PLoS ONE (Jan 2012)
From mind to mouth: event related potentials of sentence production in classic galactosemia.
Abstract
Patients with classic galactosemia, an inborn error of metabolism, have speech and language production impairments. Past research primarily focused on speech (motor) problems, but these cannot solely explain the language impairments. Which specific deficits contribute to the impairments in language production is not yet known. Deficits in semantic and syntactic planning are plausible and require further investigation. In the present study, we examined syntactic encoding while patients and matched controls overtly described scenes of moving objects using either separate words (minimal syntactic planning) or sentences (sentence-level syntactic planning).
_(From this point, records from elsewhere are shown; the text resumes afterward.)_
PR #451, opened 2023-02-03
Address QA review of stage/v0.6.0

danielfdsilva:
# Problems covered by this PR
Report: https://www.dropbox.com/scl/fi/kjroygitvhc8f2kh2nhuw/Veda-Dashboard-QA-Stage-deploy-v0.6.0.paper?dl=0&rlkey=ls3fz1idxvq03hlzewfnblnnz

## Broken polygons in analysis page
We were using the double pipe `||` as a way to separate polygons in the url, however a polyline has naturally occurring double pipes, so when the polyline of a complex polgon had them, it was being broken into multiple polygons.
Replaced the separator with a semicolon `;` which is not present in the polyline.

## Overlay z-index
Updated the z-index of the dropdown and created a list of z-indices in the theme to simplify usage. Also converted the theme file to typescript which required updating the typings of `themeVal`

### DIFF
--- a/app/scripts/components/analysis/results/use-analysis-params.ts
+++ b/app/scripts/components/analysis/results/use-analysis-params.ts
@@ -107,9 +107,8 @@ export function useAnalysisParams(): {
         throw new ValidationError(sentences);
       }
 
-      // lon,lat|lon,lat||lon,lat|lon,lat
-      // || separates polygons
-      // | separates points
+      // polyline-encoding;polyline-encoding
+      // ; separates polygons
       const { geojson, errors: gjvErrors } = polygonUrlDecode(aoi);
 
       if (gjvErrors.length) {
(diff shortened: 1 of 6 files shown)


nerik (changes requested):
Good catch about the polyline encoding.

> Replaced the separator with a semicolon ; which is not present in the polyline.

Are you 100% sure of that? I couldn't find any info on what characters are included or not.
Additionally, I'm not sure semicolons are safe to use in URLs, [see](https://stackoverflow.com/questions/1178024/can-a-url-contain-a-semicolon-and-still-be-valid)

Maybe a safer bet would be to use a longer string? 
I'm also wondering if at this point we should provide retrocompatibility to URLs formed in a previous version (probably not; although something to keep in mind)

danielfdsilva:
@nerik According to the [polyline encoding](https://developers.google.com/maps/documentation/utilities/polylinealgorithm) they add 63 before converting to ASCII. The ASCII code for the semicolon is below 63, so it won't appear. 
Since the values get URI encoded I'm not too worried about using it in the url.

> Maybe a safer bet would be to use a longer string?
What do you mean?

Retro-compatibility is a good call. Agree that it is probably not needed at this point, but something we have to keep in mind!

nerik:
Oh ok, perfect then.

nerik (approved):

PR #453, opened 2023-02-03
Adapt brush size on viewport resize

nerik:


app/scripts/utils/use-resize-observer.ts
```diff
@@ -0,0 +1,26 @@
...
+
+interface UseResizeObserverProps {
+  initialWidth?: number;
+}
+
+export const useResizeObserver = (
+  ref: MutableRefObject<Element | null>,
+  { initialWidth }: UseResizeObserverProps = {}
+) => {
+  const [width, setWidth] = useState<number>(initialWidth || 0);
```
danielfdsilva, line 11:
```suggestion
  const [width, setWidth] = useState<number>(initialWidth ?? 0);
```

app/scripts/components/common/chart/analysis/useBrush.ts
```diff
@@ -1,5 +1,6 @@
 import { scaleTime } from 'd3';
 import { useCallback, useEffect, useMemo, useRef, useState } from 'react';
+import { useResizeObserver } from '$utils//use-resize-observer';
```
danielfdsilva, line 3:
```suggestion
import { useResizeObserver } from '$utils/use-resize-observer';
```

danielfdsilva (commented):
Two style related items, but all good otherwise! 💯

danielfdsilva (approved):

PR #457, opened 2023-02-07
Put y axis domain as auto

hanbyul-here:
Rechart's default behavior for y-axis is setting [0, 'auto'], which is not very helpful. Explicitly declare to use auto (from rechart doc: any element of the domain is set to be 'auto', comprehensible scale ticks will be calculated, and the final domain of axis is generated by the ticks).


nerik (approved):
LGTM 👍 
Is this needed because we have datasets with negative values?

danielfdsilva (approved):

PR #183, opened 2021-11-22
Map the package options with descriptions

k4rtik:
If there is a better way to do this, please feel free to edit. I was wrongly under the impression that full > extended having not read the description very carefully and as the order of these options' descriptions did not match the options presented.

### DIFF
--- a/shell_scripts/ask_introduction.sh
+++ b/shell_scripts/ask_introduction.sh
@@ -18,10 +18,10 @@ cat <<EOH
 ====================== JUST COQ OR COMPLETE PLATFORM ? =======================
 This script installs the Coq Platform release $COQ_PLATFORM_RELEASE, that is:
 
-- the Coq compiler and Coq's standard library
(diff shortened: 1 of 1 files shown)


MSoegtropIMC:
@k4rtik : I appreciate your focus on detail, but it would help if you would bundle your changes into larger PRs - still separate commits but one PR. The Coq Platform CI is extremely heavy and has to run twice for every PR. There is only a limited number of runners, so that stuff I need gets queued. I will cancel the CI for this PR (it is just text).

MSoegtropIMC (approved):

k4rtik:
Sure, I wish there was an option to select whether to run the CI or not while creating the PR. I will try using the draft PR option or just create an issue instead next time.

MSoegtropIMC:
I would suggest that for small doc changes you just wait a day or two with a PR in case you find more. If not, just do the PR the usual way - I can cancel the PR CI runs when they are in the way, but the merge CI has to run.

PR #195, opened 2022-01-20
Prepare release 2022.01 (step 1)

MSoegtropIMC:


MSoegtropIMC:
The snap error seems to be a network error - merging anyway.

PR #206, opened 2022-01-27
[snap] do not purge lib/coq-core

gares:
Coq 8.15 installs stuff in lib/coq and lib/coq-core (and maybe also lib/coq-stlib).


MSoegtropIMC:
@gares : thanks! Do you think there is a need to move the tag or do we just create the snap from tag+1?

gares:
I think we can just upload the snap from tag+1 (or +2, let's see ;-)). After all it's a beta

MSoegtropIMC:
No, the snap should be from 8.1.4.1 - this is final. 8.15.0 is beta.

Zimmi48:
Still, I think this is OK that the Snap does not reflect perfectly what is tagged. I'm uneasy about moving existing tags on public repos, especially when this isn't done very briefly after the initial push.

gares:
> snap should be from 8.14.1

Hum @Zimmi48 did 8.14 had coq-core already? I'm a bit confused... (the .cmxs for the plugins are not there, so the problem is that one, but I thought that the split was done in 8.15 only).

Zimmi48:
Yes, it is Coq 8.14 that introduces coq-core.

gares:
I won't have time to test this until Monday

MSoegtropIMC:
That's fine - maybe I have time to test over the weekend.

I will fix the issue in the dev pick then.

gares:
Unexpectedly, I could test it and it works. I'll try to add a CI job which runs the smoke test in another PR.

@MSoegtropIMC if you want to see this in the store, you need to run a workflow by hand as usual setting the upload parameter to true.

MSoegtropIMC:
@gares: Thanks! I guess I can manage the store part.

MSoegtropIMC:
@gares: btw.: if you don't wait for the PR CI before merging, can you please cancel the PR runs? Coq Platform CI is quite heavy.

PR #209, opened 2022-01-30
install_opam.sh: do not enable switch by default

Blaisorblade:
Necessary (but likely insufficient) changes to avoid changing opam switch by default.

Yet untested.

### DIFF
--- a/shell_scripts/install_opam.sh
+++ b/shell_scripts/install_opam.sh
@@ -156,7 +156,7 @@ then
   COQ_PLATFORM_OPAM_MAIN_REPOS="coq-core-dev,coq-extra-dev,${COQ_PLATFORM_OPAM_MAIN_REPOS}"
 fi
 
-if ! opam switch $COQ_PLATFORM_SWITCH_NAME 2>/dev/null
+if ! opam switch list | grep -q $COQ_PLATFORM_SWITCH_NAME 2>/dev/null
 then
   echo "===== CREATE OPAM SWITCH ====="
   if [[ "$OSTYPE" == cygwin ]]
@@ -181,7 +181,7 @@ then
   $COQ_PLATFORM_TIME opam repo add --dont-select coq-extra-dev "https://coq.inria.fr/opam/extra-dev"
 
   # Create switch with the patch repo registered right away in case we need to patch OCaml
-  $COQ_PLATFORM_TIME opam switch create $COQ_PLATFORM_SWITCH_NAME $COQ_PLATFORM_OCAML_VERSION --repositories="${COQ_PLATFORM_OPAM_PATCH_REPOS},${COQ_PLATFORM_OPAM_MAIN_REPOS}"
+  $COQ_PLATFORM_TIME opam switch create --no-switch $COQ_PLATFORM_SWITCH_NAME $COQ_PLATFORM_OCAML_VERSION --repositories="${COQ_PLATFORM_OPAM_PATCH_REPOS},${COQ_PLATFORM_OPAM_MAIN_REPOS}"
 else
   echo "===== opam switch already exists ====="
 fi
@@ -191,7 +191,7 @@ fi
 # This sets the switch only locally - in case several picks are built in parallel
 eval $(opam env --set-switch --switch ${COQ_PLATFORM_SWITCH_NAME})
 
-echo === OPAM SWITECHES ===
+echo === OPAM SWITCHES ===
 opam switch
 
 echo === OPAM REPOSITORIES ===


Blaisorblade:
The smoke test on Ubuntu failed, but it's not clear it tests the right thing.

If we decided to select the new switch if there are no other ones, that test would keep working as-is but we'd want to update the help text at the end of the run.

MSoegtropIMC:
I wonder if we shouldn't add an option to the main script to not switch the opam switch. I would think most users want it to be switched.

Blaisorblade:
That sounds reasonable. My point was mostly that `shell_scripts/closing_remarks.sh` strongly implies that the switch was not changed.
```
Use the following opam commands to switch to the Coq Platform opam switch:

    opam switch ${COQ_PLATFORM_SWITCH_NAME}
    eval \$(opam env)

Or to just use this opam switch in the current shell (not setting the default):

    eval \$(opam config env --set-switch --switch ${COQ_PLATFORM_SWITCH_NAME})
```

MSoegtropIMC:
The point of the closing remark is mostly to make opam novices aware of the concept of switches - including how to run two different coq versions in two different shells.

Blaisorblade:
> The point of the closing remark is mostly to make opam novices aware of the concept of switches - including how to run two different coq versions in two different shells.

Sure. But "Use the following opam commands to switch to the Coq Platform opam switch:" isn't a reasonable message if this was already done.

MSoegtropIMC:
Should we discuss the message or the scripts?

Do you actually have a problem with the scripts doing the switch?

I would think for most people the message is fine - it would get a bit longer to say "The script already switched and in the future you can use this command to switch".

Blaisorblade:
> Should we discuss the message or the scripts?

"Message and scripts don't match" is pretty clear to me, I'm not sure what the best fix is.

> I would think for most people the message is fine - it would get a bit longer to say "The script already switched and in the future you can use this command to switch".

But it's fine to instruct them to run commands that none of your users need to actually run? That does not seem an effective way to educate users.

It's true beginners don't want complex decisions. What about checking for existing switches?
- If there is no switch, keep the current behavior. The current instructions can in fact be omitted altogether (we can try to make them less awkward, but they're not useful when given so I don't think there's a real fix).
- If there is at least one switch, don't switch automatically and give the instructions.

Personally, I'd prefer also having a command-line options to override these defaults: these scripts are also targeted at advanced users.

MSoegtropIMC:
> "Message and scripts don't match" is pretty clear to me, I'm not sure what the best fix is.

My question was: should we rather change the script or the message?

> But it's fine to instruct them to run commands that none of your users need to actually run? 

It is not required now but frequently required later. As I mentioned the main point of this is to educate users that there are switches.

I honestly really don't see what the issue is. Issuing the commands doesn't do any harm and is a nice exercise.

The only really harm could be that some very experienced users deduce from this that opam won't switch by this script and do something which makes use of this - still a rather unlikely scenario.

So yes, the message is not the whole truth, but I still think it is a good thing to tell users at this point in time.

Blaisorblade:
> My question was: should we rather change the script or the message?

Got the question, and I don't know. In my last suggestion, it's both.

Either way, the current behavior also has two issues:
- it silently switches away from the current switch during the build; this could be fixed by switching at the end
- you worried about concurrent installations — I don't know if that's a reasonable worry, but the final switch will depend on the winner of a data race. This just shows again that the script doesn't have data to make the right choice.

Blaisorblade:
Anyway, closing this since it's clear we disagree.

Zimmi48:
FWIW I tend to agree with @Blaisorblade that the message should be more consistent with the behavior to best educate users. I'd say something like:

```
I have now created a new "opam switch" with Coq Platform XXXX. To make this switch the default, you can issue the following command:

    opam switch ${COQ_PLATFORM_SWITCH_NAME}

Then, to use it in the current shell, run:

    eval \$(opam env)

If you'd rather use it in the current shell without making it the default, you can issue the following command instead:

    eval \$(opam config env --set-switch --switch ${COQ_PLATFORM_SWITCH_NAME})

Do you want me to make this switch the default for you now? [Y/n]
```

MSoegtropIMC:
@Zimmi48: yes, likely asking the user in the end if the scripts should switch (with a command line option to give this upfront) is the clearest option.

@Blaisorblade: please note that when doing multiple builds (which is a valid use case e.g. for porting stuff from Coq X to Coq Y) the builds themselves are not affected because I set the OPAM_SWITCH variable in the local shell. Since the switch is done very early in the script it is usually the last one started which remains.

@Blaisorblade: Please feel free to reopen the PR and adjust as discussed or to create an issue instead - I will then follow @Zimmi48 's suggestion + a command line switch.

The design of the paradigm also allowed tapping into local noun phrase- and more global sentence-level syntactic planning. Simultaneously, we recorded event-related potentials (ERPs). The patients needed more time to prepare and finish the utterances and made more errors. The patient ERPs had a very similar morphology to that of healthy controls, indicating overall comparable neural processing. Most importantly, the ERPs diverged from those of controls in several functionally informative time windows, ranging from very early (90-150 ms post scene onset) to relatively late (1820-2020 ms post scene onset). These time windows can be associated with different linguistic encoding stages. The ERP results form the first neuroscientific evidence for language production impairments in patients with galactosemia in lexical and syntactic planning stages, i.e., prior to the linguistic output phase. These findings hence shed new light on the language impairments in this disease.